In our study, we enrolled the largest number of participants to evaluate the value of chemotherapy in eTNBC by using the SEER database. After researching by PSM and investigating in more detailed subgroups, we believed we could offer a more helpful reference for clinical practice. However, we admit there are still several inevitable limitations. Since the SEER database did not provide information about comorbidity, we could not evaluate the impact of comorbidity on the results between the two groups. This might lead to minor bias. However, it is also a common inadequacy of those studies based on SEER databases. In general, breast cancer remains the most predominant cause of death in such groups of patients. By using an efficient modelling approach, we could effectively evaluate the prognostic impact of chemotherapy in elderly TNBC patients. Nevertheless, in view of the complexity of different comorbidity and the risk of it could not be quantified, we need to weight pros and cons carefully and individually. Another limitation is due to the SEER database itself, the information about the details of chemotherapy including drug, dose and number of cycles are unavailable. In this study, competing risk model might be an alternative statistical method, which can reduce the impact of competitive events on the results to a certain extent. But it might not be the best option. Because it may led to some inaccuracy and caused difficulties interpreting the results. Competing risk model is not necessarily better than the Cox proportional hazard model [26]. Thus, we didn't choose the competing risk model as the main statistical method.

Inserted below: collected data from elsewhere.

PR #1484, opened 2019-02-21
Add complex column for "scalar" complex data

jenshnielsen:
Complex array data types are already handled correctly. 

This is one of the possible solutions. Store complex numbers in a blob for each row similar to how arrays are stored. 

Possible alternatives.

* A complex row type only for complex values
* An interface that maps 1 complex number to 2 columns automatically

@QCoDeS/core What do you think should we go this way or try an alternative solution?


qcodes/dataset/sqlite_base.py
```diff
@@ -246,7 +246,12 @@ def _convert_numeric(value: bytes) -> Union[float, int, str]:
         # if the reason was the conversion to float, and, if so, we are sure
         # that we need to return a string
         if "could not convert string to float" in str(e):
```
jenshnielsen: This logic is somewhat convoluted and the biggest downside of this solution

jenshnielsen:
@WilliamHPNielsen and I had an offline discussion and agreed that it's better with a specific complex column datatype

qcodes/dataset/measurements.py
```diff
@@ -179,6 +181,8 @@ def add_result(self, *res_tuple: res_type) -> None:
                 value = np.atleast_1d(value)
                 array_size = len(value.ravel())
                 if param_spec.type != 'array' and array_size > 1:
+                    # TODO this does not check that the dtype matches the sqlite
+                    # column type
```
jenshnielsen: This is not a bug in this pr but does never the less need to be addressed

qcodes/dataset/sqlite_base.py
```diff
@@ -271,6 +276,13 @@ def _adapt_float(fl: float) -> Union[float, str]:
     return float(fl)
 
 
+def _adapt_complex(value: Union[complex, np.complex]) -> sqlite3.Binary:
```
astafan8: Is this type annotation complete?

also, shall we make a `Complex` type as `Union[complex, np.complex, np.complex64, ...]`?

jenshnielsen:
> 
> 
> Is the idea that 'complex' is sort of the same as 'numeric' (as in not 'array') but just represents complex numbers? if so, are there any complications for 'array' of complex numbers that we need to care about (i can think of only updating docs everywhere saying "for storing complex arrays (not scalars) just use 'array' type")?

Yes that is a separate task to add tests and docs for complex array parameters (which already seems to work)

qcodes/dataset/sqlite_base.py
jenshnielsen: Yes

qcodes/utils/validators.py
```diff
@@ -301,6 +301,28 @@ def validate(self, value: numbertypes, context: str = '') -> None:
...
+    validtypes = (complex, np.complex, np.complex64, np.complex128)
+
+    def __init__(self) -> None:
+
+        self._valid_values = ((1+1j), )
+
+    def validate(self, value: numbertypes, context: str = '') -> None:
+        if not isinstance(value, self.validtypes):
+            raise TypeError(
+                '{} is not an int or float; {}'.format(repr(value), context))
```
```suggestion
                '{} is not complex; {}'.format(repr(value), context))
```

qcodes/utils/validators.py
```diff
@@ -301,6 +301,28 @@ def validate(self, value: numbertypes, context: str = '') -> None:
         super().validate(castvalue, context=context)
 
 
+class ComplexNum(Validator):
```
jenshnielsen: The validator needs a test

qcodes/dataset/measurements.py
```diff
@@ -190,17 +194,23 @@ def add_result(self, *res_tuple: res_type) -> None:
...
                                      f"because its type class is "
-                                     f"'text', not 'numeric'.")
+                                     f"{param_spec.type!r}, not 'numeric'.")
             elif isinstance(value, str):
                 if param_spec.type != 'text':
                     raise ValueError(f"It is not possible to save a string "
                                      f"value for parameter {paramstr!r} "
                                      f"because its type class is "
                                      f"{param_spec.type!r}, not 'text'.")
+            elif isinstance(value, (complex, np.complex, np.complex128, np.complex64)):
```
astafan8: shall we define `complex_types = (complex, np.complex, np.complex128, np.complex64)` in, say, `qcodes.math.<some module>` and re-use them everywhere in the code? (i actually wonder why numpy does not have such a definition in the library for the convenience of the humanity...)

qcodes/tests/dataset/test_measurement_context_manager.py
```diff
@@ -1545,6 +1574,66 @@ def test_datasaver_2d_multi_parameters_array(channel_array_instrument):
...
+
+    with meas.run() as datasaver:
+        setparam.set(0)
+        with pytest.raises(ValueError, match=expected_msg):
+            datasaver.add_result((setparam, setparam()),
+                                 (param, param()))
+
+
+@pytest.mark.usefixtures("experiment")
+def test_save_complex_num_as_complex_raises(complex_num_instrument):
```
astafan8:
```suggestion
def test_save_numeric_as_complex_raises(complex_num_instrument):
```

qcodes/dataset/measurements.py
```diff
@@ -190,17 +194,23 @@ def add_result(self, *res_tuple: res_type) -> None:
...
-                if param_spec.type == 'text':
+                if param_spec.type != 'numeric':
                     raise ValueError(f"It is not possible to save a numeric "
                                      f"value for parameter {paramstr!r} "
                                      f"because its type class is "
-                                     f"'text', not 'numeric'.")
+                                     f"{param_spec.type!r}, not 'numeric'.")
             elif isinstance(value, str):
                 if param_spec.type != 'text':
                     raise ValueError(f"It is not possible to save a string "
```
astafan8: just wondering, do we have parametrization on existing param_types for tests for these exceptions? if so, are we sure that the tests are executed also for the new 'complex' paramtype ?

jenshnielsen: I think we should completely rewrite this logic

jenshnielsen:
@WilliamHPNielsen It would be great to look at this together to make sure that I understand the refactoring that you did correctly

qcodes/dataset/measurements.py
jenshnielsen: Moved this to utils and prepared for the other complex pr

astafan8: thanks!

WilliamHPNielsen:
It looks good and correct, but perhaps we could add tests where we save a complex parameter alongside an array and where we save a list of complex numbers (although I hate that behaviour, it should be supported for now). Just to be sure that complex number do indeed work as scalars and strings in terms of the unraveling/raveling logic.

qcodes/dataset/measurements.py
```diff
@@ -411,6 +414,8 @@ def reshaper(val, paramtype):
                 return float(val)
             elif paramtype == 'text':
                 return str(val)
+            elif paramtype == 'complex':
+                return complex(val)
```
jenshnielsen: Even if this is perhaps a bit pathological it should have a test

astafan8: ❤️

qcodes/utils/validators.py
```diff
@@ -301,6 +303,28 @@ def validate(self, value: numbertypes, context: str = '') -> None:
...
```
jenshnielsen: Should this be renames ComplexNumbers for consistency

astafan8: yes :)

qcodes/dataset/measurements.py
```diff
@@ -47,9 +47,11 @@ class ParameterTypeError(Exception):
 
 def is_number(thing: Any) -> bool:
     """
-    Test if an object can be converted to a number UNLESS it is a string
+    Test if an object can be converted to a float UNLESS it is a string or
+    complex.
```
jenshnielsen: This is actually unused by now. After #1477. I will deprecate in another pr

jenshnielsen:
@QCoDeS/core I think this is now functionally complete. I don't like how many places this hooks into the api but I believe it is correct and has sufficient tests

qcodes/dataset/sqlite_base.py
```diff
@@ -1350,10 +1368,13 @@ def get_parameter_data(conn: ConnectionPlus,
 
         # if we have array type parameters expand all other parameters
         # to arrays
-        if 'array' in types and ('numeric' in types or 'text' in types):
+        if 'array' in types and ('numeric' in types or 'text' in types
+                                 or 'complex in types'):
```
astafan8: Looks like typo. Is it caught by any tests? what kind of tests would catch this?
```suggestion
                                 or 'complex' in types):
```

qcodes/utils/validators.py
```diff
@@ -301,6 +303,28 @@ def validate(self, value: numbertypes, context: str = '') -> None:
...
+    def __init__(self) -> None:
+
+        self._valid_values = ((1+1j), )
+
+    def validate(self, value: numbertypes, context: str = '') -> None:
+        if not isinstance(value, self.validtypes):
+            raise TypeError(
+                '{} is not complex; {}'.format(repr(value), context))
+
+    is_numeric = False  # there is on meaningful way to sweep a complex number
```
```suggestion
    is_numeric = False  # there is no meaningful way to sweep a complex number
```

qcodes/dataset/sqlite_base.py
```diff
@@ -24,13 +24,15 @@
...
+from qcodes.utils.types import complex_types
+
 
 log = logging.getLogger(__name__)
 
 # represent the type of  data we can/want map to sqlite column
 VALUE = Union[str, Number, List, ndarray, bool]
 VALUES = List[VALUE]
-
+complex_type_union = Union[complex, np.complex, np.complex64, np.complex128]
```
astafan8: shall this be moved to `qcodes/utils/types.py`?

qcodes/dataset/sqlite_base.py
jenshnielsen: As I understand it we cannot write a test that would catch this. The non empty string always evaluates to True. However removing the the `and ...` part of the if statement will only result in a slight performance degradation so there is no way of testing for it

astafan8: exactly, i got similar conclusions as well ((

anyway, this is yet another example that confirms that "code review" is important and necessary for ensuring code quality blablablabla.

PR #1485, opened 2019-02-21
Docs/better parameter docs

jenshnielsen:
Pulled the improvements to the api docs out of #1478 To make that pr more focused. We can certainly improve these docs further but I think this is already a significant update


qcodes/instrument/group_parameter.py
```diff
@@ -1,3 +1,10 @@
+"""
+This module implements a :class:`Group` intended to hold multiple
+parameters that are to be get and set by the same command. The parameters
```
WilliamHPNielsen: I guess we use "gotten" instead of "get" here? I know that it's a controversial word, but I think that it is what we normally use.

qcodes/instrument/parameter.py
```diff
@@ -568,6 +604,16 @@ def validate(self, value: ParamDataType) -> None:
 
     @property
     def step(self) -> Optional[Number]:
+        """
+        Stepsize that this Parameter uses during set operation.
+        If step is a positive number, this is the maximum value change
```
WilliamHPNielsen: What if step is a negative number? Do we raise?

qcodes/instrument/parameter.py
```diff
@@ -673,13 +719,20 @@ def inter_delay(self, inter_delay: Number) -> None:
 
     @property
     def full_name(self) -> str:
+        """
+        Name of the parameter including the name of the instrument and
+        submodule that the parameter may be bound to.
```
WilliamHPNielsen: Let's go all in and describe how the extra names are included. Maybe like this:

```
"""
Name of the parameter including the name of the instrument and
submodule that the parameter may be bound to. The names are separated
by underscores, like this: 'instrument_submodule_parameter'.
"""
```

qcodes/instrument/parameter.py
jenshnielsen: This is documented below in the nice docstring of the setter, which unfortunately is never used in the rendered docs 😛

qcodes/instrument/group_parameter.py
astafan8: "gotten" and "setten" ? :)

I'd actually agree with that especially because it allows to distinguish between "get" method and "get" word.

WilliamHPNielsen: Setten? -Get outta here!

PR #1487, opened 2019-02-22
Add linux to azure builds

jenshnielsen:


qcodes/tests/test_plot_utils.py
```diff
@@ -3,7 +3,9 @@
 """
 
 from pytest import fixture
```
jenshnielsen: Not needed should be reverted

jenshnielsen:
This seems to work but is way more ugly than I hoped 😞

jenshnielsen:
@astafan8 All the steps that are the same are reused. It's just that many of the steps are only almost identical 😞

astafan8:
@jenshnielsen shall we get this in?

i don't have anything against this as long as we are sure that the CI for the two platforms are executed in parallel (not sequentially).

jenshnielsen:
They run parallelly but I think we should clean this up a bit more before merging.

jenshnielsen:
Given the current issues with conda activation. I think this is as clean as its going to get until something is fixed externally. I added a comment to explain the current state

In contrast, Cox proportional hazard model is a more mature method. It could produce accurate results and it is more easier for Cox proportional hazard model to interpret the results than competing risk model. In addition, the models developed in this study have not been verified in the external validation cohort.

Conclusion

In our study, chemotherapy improved survival in patients with grade III, T2N0M0, stage IIb and stage III early eTNBC. For patients diagnosed with stage I, T1N1M0, grade I and grade II, chemotherapy could not improve OS and BCSS. So, chemotherapy might be skipped. The nine models developed by machine learning performed well in survival prediction of early eTNBC patients and the LightGBM model have a best performance. The LightGBM is practical and trustful model to predict the survival and provide precious systemic treatment for patients in the chemotherapy group.